WHAT NEEDS TO BE DONE
Your answer should be the lines of the data below that contain "pahaz".

Collected data entries:
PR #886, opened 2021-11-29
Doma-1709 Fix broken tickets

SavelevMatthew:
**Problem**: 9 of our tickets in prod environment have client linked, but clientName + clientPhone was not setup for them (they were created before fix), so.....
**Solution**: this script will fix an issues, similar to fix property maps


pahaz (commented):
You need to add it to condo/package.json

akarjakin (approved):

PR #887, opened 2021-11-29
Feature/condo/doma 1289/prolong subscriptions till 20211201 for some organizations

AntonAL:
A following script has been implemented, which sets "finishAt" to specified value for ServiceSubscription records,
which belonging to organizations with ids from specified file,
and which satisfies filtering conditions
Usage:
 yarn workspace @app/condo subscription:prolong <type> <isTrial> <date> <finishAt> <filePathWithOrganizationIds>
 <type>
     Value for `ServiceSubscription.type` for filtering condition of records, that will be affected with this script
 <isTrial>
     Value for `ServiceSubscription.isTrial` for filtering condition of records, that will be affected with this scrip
==
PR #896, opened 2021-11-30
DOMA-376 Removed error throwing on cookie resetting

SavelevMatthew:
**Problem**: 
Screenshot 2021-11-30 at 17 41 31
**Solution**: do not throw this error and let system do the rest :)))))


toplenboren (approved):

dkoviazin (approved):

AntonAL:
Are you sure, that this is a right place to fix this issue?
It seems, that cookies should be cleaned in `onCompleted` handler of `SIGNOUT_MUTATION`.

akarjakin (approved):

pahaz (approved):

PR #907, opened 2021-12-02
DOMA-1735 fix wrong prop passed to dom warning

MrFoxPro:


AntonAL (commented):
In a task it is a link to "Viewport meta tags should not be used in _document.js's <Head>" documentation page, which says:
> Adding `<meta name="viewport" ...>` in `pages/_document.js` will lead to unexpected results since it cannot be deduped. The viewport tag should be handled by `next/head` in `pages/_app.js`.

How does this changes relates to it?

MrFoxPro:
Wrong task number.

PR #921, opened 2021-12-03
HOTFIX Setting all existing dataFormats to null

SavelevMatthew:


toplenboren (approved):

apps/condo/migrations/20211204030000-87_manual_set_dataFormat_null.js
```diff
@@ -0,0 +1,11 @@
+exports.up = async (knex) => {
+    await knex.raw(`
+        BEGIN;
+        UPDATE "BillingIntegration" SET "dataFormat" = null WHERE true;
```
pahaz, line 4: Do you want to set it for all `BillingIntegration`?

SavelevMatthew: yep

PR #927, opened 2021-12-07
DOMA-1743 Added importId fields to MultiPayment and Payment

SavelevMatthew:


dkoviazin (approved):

EXERCISE RESPONSE
pahaz (commented):
pahaz (approved):
pahaz, line 4: Do you want to set it for all `BillingIntegration`?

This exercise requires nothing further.